出されたのは、小さめのお盆に入ったふかふかの卵がかけられたオムライスと、ちょっと大きめのコップにとろみがついたスープだった。食べきれるかなぁ……。今は喋らないようにしている。本当は喋りたいけど、いつボロを出すか分からないし、いきなり躓いたけど粗相のないようにしないと。今はまだ僕自身の記憶の方が勝っている。いつかはまんべんなく佐々木大地としての記憶とアメリアとしての記憶になるとは思う。そっちの方が自然だと思うし、それを早くしようと自分を急かしても意味がないし、後先のことを考えると困るのは僕自身になってしまう。だから今はまだ大人しくしておこう。
「今日はずいぶんと静かなのね?」
えっ。そんなこと言われても。今の僕はアメリアであり、佐々木大地という元男子大学生だった。粗相のないように過ごそうとしているだけなのに。そんなに元のアメリアはうるさかったのか。それに倣った方がよかったのかな。でも、そうすると僕自身に設けたけじめとは反対のことをすることになる。どうしたものか。

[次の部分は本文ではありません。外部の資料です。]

PR #8976, opened 2017-08-02
Auto-install Cordova upon use rather than building into the dev bundle.

abernix:
**Note:** This is targeting `release-1.6`, though it's reasonable to believe this could go into a `release-1.5.x` branch (currently, `release-1.5.2`).

---

This changes `cordova-lib` (and its rather large dependency tree) to no longer be built into the initially downloaded dev bundle by `generate-dev-bundle.sh`, but rather to be downloaded and installed automatically upon execution of commands which utilize Cordova functionality, namely `meteor add-platform <target>`, `meteor remove-platform <target>` and `meteor run <target>`.

This falls short of completely decoupling Cordova from Meteor (as https://github.com/meteor/meteor-feature-requests/issues/112 is requesting), but by removing it from the initial dev bundle we reduce the download size of the installation tarball by about 35MB (a ~38% decrease).

This PR also includes [this fix](https://github.com/meteor/meteor/commit/043e2922f6ef8ee49e32ef37a81704b2d08730fc) for a misspelled parameter which was breaking Cordova on the `release-1.6` branch (which I was testing on).

This might still be "work-in-progress", but I submit it for consideration. 😉

PR #8981, opened 2017-08-03
Auto-install `meteor self-test` dependencies upon use.

abernix:
**Note:** Targeted for `release-1.6`, because of the dependency on #8976.

---

This uses the same new facilities which were created for auto-installing Cordova (#8976) to also auto-install PhantomJS and BrowserStack WebDriver npms into their appropriate home in the dev bundle when they're needed for running self-tests.

Gloriously, this means if you're constantly changing between dev bundles, you'll no longer need to take the extra step of doing so each time. 🙌

### DIFF
--- a/tools/tool-testing/selftest.js
+++ b/tools/tool-testing/selftest.js
@@ -27,27 +27,14 @@ var release = require('../packaging/release.js');
 var projectContextModule = require('../project-context.js');
 var upgraders = require('../upgraders.js');
 
+import { ensureDependencies } from '../cli/dev-bundle-helpers.js';
+
+const DEV_DEPENDENCY_VERSIONS = {
+  'phantomjs-prebuilt': '2.1.14',
+  'browserstack-webdriver': '2.41.1',
+};
+
 require("../tool-env/install-runtime.js");
-
-function checkTestOnlyDependency(name) {
-  try {
-    var absPath = require.resolve(name);
-  } catch (e) {
-    throw new Error([
-      "Please install " + name + " by running the following command:",
-      "",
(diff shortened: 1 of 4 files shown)


tools/tool-testing/selftest.js
```diff
@@ -1025,6 +1012,19 @@ var PhantomClient = function (options) {
...
+      title: 'Installing PhantomJS in Meteor tool',
+    },
+    () => {
+      ensureDependencies({
+        'phantomjs-prebuilt': DEV_DEPENDENCY_VERSIONS['phantomjs-prebuilt'],
+      });
+    }
+  );
+
+  self.npm = require("phantomjs-prebuilt");
```
benjamn: Can we call this something more descriptive, like `self.npmPackageExports`?

tools/tool-testing/selftest.js
```diff
@@ -27,27 +27,14 @@ var release = require('../packaging/release.js');
...
-      ""
-    ].join("\n"));
-  }
+import { ensureDependencies } from '../cli/dev-bundle-helpers.js';
 
-  return require(absPath);
-}
+const DEV_DEPENDENCY_VERSIONS = {
+  'phantomjs-prebuilt': '2.1.14',
+  'browserstack-webdriver': '2.41.1',
```
benjamn: Pinning these versions is a big win for reproducibility, compared to the current approach of always installing the latest versions.

tools/tool-testing/selftest.js
abernix: Done!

「オリヴィアの名の下に命ずる。我と契りを交わす聖なる光を司り導く神の僕、ライラよ。聖なる理に従い汝の正体を暴き
、我に識らせよ。【探知】」
少し思い耽っていると、突然僕を中心とした白く輝く星の周りに三重円の魔法陣が浮かび上がった。一重目と二重目には幾学模様のような文字が高速に回転していた。おお、ここってファンタジー系の世界だったのか。ちょっと興奮する。これが僕の憧れていた異世界なのか。感動して涙が出そうになるけど、必死にこらえる。何せ今の状況が状況だからだ。
「ちょっと、アル!?」
突然のことに驚きを隠せないシーラさんと僕。何か、覘かれているような感覚に襲われる。魔法陣が出ているってことは、何かしらの魔法なんだろうけど、その魔法が一体何の効果を持っているのかは僕にはわからなかった。
「あなた……、誰?」
アルベルタさんは今までのほがらかな態度から一転して、まるで目の前に敵が現れたような、警戒の瞳を向けてきた。せめて粗相のないように自分の中で設けたけじめのせいで、いきなりこういう事態を招いてしまった。これは素直に言うしかなさそうだ。

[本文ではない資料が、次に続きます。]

PR #8985, opened 2017-08-04
Switch to using CircleCI 2.0 and various other test improvements.

abernix:
This switches Meteor's CircleCI builds from Circle 1.0 to Circle 2.0 which has a bit more control over the workflow.

Currently, this eliminates the existing ci.sh script which was already a bit incompatible when I was attempting to run Windows builds on another environment. It's possible that we should change this to a Node.js wrapper script.

Other improvements:

- We now store Core Dumps in build artifacts.  CircleCI 2.0 advertised this as one of the features of CircleCI 2.0, but honestly, it was far from straightforward.  Perhaps if we were using another Dockerimage, but it was far from as easy as flipping a switch.  In addition to saving the Core Dump, this also saves the Node.js binary which was included in the Dev Bundle.  This can be very handy for post-mortem debugging with tools like lldb, gdb, or mdb.

- Memory usage is now logged throughout the build via a background process which logs `ps` output to a file which is persisted to the build artifacts.  This should help identify if builds are terminating for some environmental reason.

- Thanks to CircleCI 2.0 workflows, it's now possible to re-run just the failed job within the workspace (i.e. the commit that triggered it all) instead of re-running the entire workspace.  This means that one failed container won't take up a full eight containers on a re-run, just one.

---
It's probably worth noting that when browsing CircleCI, it may be easiest to use the "[Workflows](https://circleci.com/gh/meteor/workflows/meteor)" button on the left side of CircleCI navigation to view the totality of the workflow progress, instead of "Builds" since builds will show individual jobs within the build.  It's then possible to click on the workflow and see the individual portions, in a similar fashion to how it works within Builds, granted the containers are no longer in a sorted order (i.e. they will show as "Group 7", "Group 4", "Group 0", etc. 🤷‍♂️ ; CircleCI 2.0 GUI is still WIP, me thinks.)


abernix:
Oh, wow!  I did not realize that the groups would show up separately in the PR!  Neat? Maybe I should change their names to be the same as the tests (e.g. `Running self-test (1): A-Com`)?

hwillson:
This is awesome @abernix! Very interesting about the groups showing - I like your idea of showing the test name grouping instead of the group number (or maybe in addition to the group number). And yes, I find their UI to be a bit of a mess. Having to look at all group builds combined under Workflows seems like it was added as an afterthought when they realized that functionality was missing ...

hwillson:
Hmm - one thing @abernix; I saw that group 6 failed, so I re-ran that individual group (which is awesome!). Strange thing is re-running the group failed again immediately saying it can't find `meteor`.

abernix:
@hwillson The interface was worse last week, so I'm hoping they iterate some more. 🤞 

The only issue with showing `Running self-test (1): A-Com` is that we'd have to use that name in multiple places in the `config.yml` – for example, it would need to be [here](https://github.com/abernix/meteor/blob/64efdef14b14e7b6190be550d14a676628cd2298/.circleci/config.yml#L182) and [here](https://github.com/abernix/meteor/blob/64efdef14b14e7b6190be550d14a676628cd2298/.circleci/config.yml#L393).

Also, about the individual job not working on re-run – yeah, you have to do it from the Workspace, using the "Rerun failed jobs" link in the dropdown, not the job itself, otherwise it doesn't re-attach the (mandatory, pre-requisite) workspace. 🤦‍♂️ .  Also hopeful about this.  Might be time to open some suggestions with their support.

I just used this button from the Workspaces and it's retrying *just* 6 now.

hwillson:
Wow, thanks for the heads up about the re-run; noted for the future, but hopefully they fix that! I see what you mean about the config - okay, maybe Group X is good enough; it's not hard to see which tests exactly failed by clicked on one link, so it's probably okay the way it is. I really do like the ability to re-run one group only!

「……僕は、初老の女性……。クラリス・ガーネットさんに助けられました」
「なっ……!?」
僕はあまり混乱を招かないようにごく一部だけを正直に話す。すると、アルベルタさんとシーラさんが驚愕した表情を見せる。たまらず僕は聞いてしまった。
「ご存知なんですか?」
「えっ、えぇ。知っているわ。そのお方は私たちオリヴィア家の家祖にあたるお方だわ」
「なっ……!?」
今度は僕が驚く番だった。えっ、でもそれだと何かおかしいような……。
「今あなたが疑問に思っている通りだわ。私たちも疑問なのだけれど、あのお方は世界や時空を行き来できるお方でね。それを楽しんでいたと思われるわ。その、さっき”助けられた”って言ってたけど、どういうことか説明してくれるかしら?」
お互いに状況が分からない状態なので、とりあえずは妥協点、って言ったところかな。僕としても、こうしないと今僕自身が置かれている環境を確かめることができるから、それはそれでよしとしよう。
「では、まずは僕の生まれ育った世界についてご説明致しましょうか」
僕は最初にこう前置きしてから僕側の世界について説明を始めた。まずは僕はこの世界では男で生まれ肩身の狭い思いをして育ったということ。それでこの世界には魔法という概念はなく、科学という力が発展した世界だということ。その技術を応用して鉄の塊を浮かばしたり、地面を走らせたりして物資の輸送や旅客の取り扱い、人工的に作り出した熱などを使って電気という物を生み出してそれを多種多様に使ったり。さながら僕は一時的に教師になったつもりで説明していく。全部説明するときりがないのでごく一部の説明に留めた。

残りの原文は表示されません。